PR #163, opened 2025-03-26
feat: add back play button, as well as dimension size label

tlambert03:
https://github.com/user-attachments/assets/1cda23ce-d4b1-4599-ad9a-78820fed92ea

### DIFF
--- a/src/ndv/models/_viewer_model.py
+++ b/src/ndv/models/_viewer_model.py
@@ -36,6 +36,8 @@ class ArrayViewerModel(NDVModel):
         Whether to show the ROI button, by default True.
     show_channel_mode_selector : bool, optional
         Whether to show the channel mode selector, by default True.
+    show_play_button : bool, optional
+        Whether to show the play button, by default True.
     show_progress_spinner : bool, optional
         Whether to show the progress spinner, by default
     """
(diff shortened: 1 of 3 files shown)


tlambert03:
@gselzer ... happy enough with this addition?  (still needs to be added to other backends... but mostly I want it in Qt for now)

gselzer:
Oh, another question for you - do you think it makes sense to make the play button a part of the viewer state (i.e. should we add a `ArrayViewerModel.show_play_button`?

tlambert03:
I do!  And actually, even the “play” (Boolean) state and the fps might as well go on the model too?

gselzer:
> And actually, even the “play” (Boolean) state and the fps might as well go on the model too?

Maybe, although I'd think that those would be better suited for the `ArrayDisplayModel` (man, we might want to think about easier names to differentiate)

tlambert03:
ok i added the visibility to the viewer model.  didn't do the play status yet.  can be done later when we decide where to put it.  ready for final review, and you can merge if you're happy with it @gselzer

gselzer:
Looks good to me! Added a quick test for the play button visibility, and filed a few issues for the TODO items.

LGTM

tlambert03:
Thanks!

PR #165, opened 2025-03-30
feat: add XYZ scale to ArrayDisplayModel

tlambert03:
something we've needed here at the QI course...

exposes the ability to set the scale part of the transform (and only the scale for now) on the image being displayed.  mostly needed for anisotropic z sampling


tlambert03:
one challenge this PR generally exposes:  how does a user pass data-related metadata (like channel names, scales, etc...).  Yes, we support named arrays and we try to get all this info from xarray etc...  but i don't want someone to have to create an xarray just to add some metadata.  The `DataWrapper` is the natural place for this to live... but someone shouldn't have to subclass it to customize it (if it's not in the array info itself already).   

this PR could just make the visualization possible, without weighing in on the public API

PR #176, opened 2025-04-16
Histogram hscroll pan

### LINKED ISSUE #172: feature: horizontal scrolling via mouse wheel on histogram
I love that we have proper bounding on the histogram now with #146.  one thing I find myself wanting now is the ability to pan left and right without clicking and draging.  scrolling up and down zooms, I wonder whether scrolling left and right could be used to pan (without making zooming annoying)

gselzer:
This PR enables panning histograms using horizontal scroll in both vispy and pygfx.

TODO:
* [x] Clean up
* [x] Test

Closes #172

### DIFF
--- a/src/ndv/views/_pygfx/_histogram.py
+++ b/src/ndv/views/_pygfx/_histogram.py
@@ -69,6 +69,22 @@ class _OrthographicCamera(pygfx.OrthographicCamera):
         super().set_state(state)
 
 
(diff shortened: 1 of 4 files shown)


gselzer:
@tlambert03 I'm pretty happy with this, works nicely with both mouse and trackpad. Since you requested the feature, thoughts?

PR #179, opened 2025-04-22
feat: Add autoscale tails to Jupyter

gselzer:
Needs cleanup I think, also seems broken ⚠️


gselzer:
@tlambert03 I think this is working well now - do you have time to take another look?

Unfortunately, when you run `examples/notebook.ipynb` autoscale is off by default due to improper signal blocking. However, this also happens on main, so I don't think that bug should hold up a merge here. I *did* put a fair amount of time trying to debug the issue without effort, so I think an issue for later is enough.

PR #868, opened 2020-12-11
Add RandomLoadBalancer, along with tests and docs.

OlgaMaciaszek:


spring-cloud-loadbalancer/src/main/java/org/springframework/cloud/loadbalancer/core/RandomLoadBalancer.java
```diff
@@ -0,0 +1,121 @@
...
+		this.serviceInstanceSupplier = serviceInstanceSupplier;
+	}
+
+	@SuppressWarnings("rawtypes")
+	@Override
+	public Mono<org.springframework.cloud.client.loadbalancer.reactive.Response<ServiceInstance>> choose(
+			Request request) {
+		// TODO: move supplier to Request?
+		// Temporary conditional logic till deprecated members are removed.
+		if (serviceInstanceListSupplierProvider != null) {
```
OlgaMaciaszek, line 81: This is so convoluted in order to maintain deprecated approach. Later, in 3.0.0, it's cleaned up: https://github.com/spring-cloud/spring-cloud-commons/blob/random-load-balancer/spring-cloud-loadbalancer/src/main/java/org/springframework/cloud/loadbalancer/core/RandomLoadBalancer.java

spencergibb (approved):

= = = = =

▸ **PROBLEM TO SOLVE**:
Once you find the line with "(diff shortened: 1 of 3 files shown)" above, print it and every line after it up to and including the line with "### LINKED ISSUE", exactly as written and nothing else.

▸ **RESPONSE TO THIS TASK**:
(diff shortened: 1 of 3 files shown)


tlambert03:
@gselzer ... happy enough with this addition?  (still needs to be added to other backends... but mostly I want it in Qt for now)

gselzer:
Oh, another question for you - do you think it makes sense to make the play button a part of the viewer state (i.e. should we add a `ArrayViewerModel.show_play_button`?

tlambert03:
I do!  And actually, even the “play” (Boolean) state and the fps might as well go on the model too?

gselzer:
> And actually, even the “play” (Boolean) state and the fps might as well go on the model too?

Maybe, although I'd think that those would be better suited for the `ArrayDisplayModel` (man, we might want to think about easier names to differentiate)

tlambert03:
ok i added the visibility to the viewer model.  didn't do the play status yet.  can be done later when we decide where to put it.  ready for final review, and you can merge if you're happy with it @gselzer

gselzer:
Looks good to me! Added a quick test for the play button visibility, and filed a few issues for the TODO items.

LGTM

tlambert03:
Thanks!

PR #165, opened 2025-03-30
feat: add XYZ scale to ArrayDisplayModel

tlambert03:
something we've needed here at the QI course...

exposes the ability to set the scale part of the transform (and only the scale for now) on the image being displayed.  mostly needed for anisotropic z sampling


tlambert03:
one challenge this PR generally exposes:  how does a user pass data-related metadata (like channel names, scales, etc...).  Yes, we support named arrays and we try to get all this info from xarray etc...  but i don't want someone to have to create an xarray just to add some metadata.  The `DataWrapper` is the natural place for this to live... but someone shouldn't have to subclass it to customize it (if it's not in the array info itself already).   

this PR could just make the visualization possible, without weighing in on the public API

PR #176, opened 2025-04-16
Histogram hscroll pan

### LINKED ISSUE #172: feature: horizontal scrolling via mouse wheel on histogram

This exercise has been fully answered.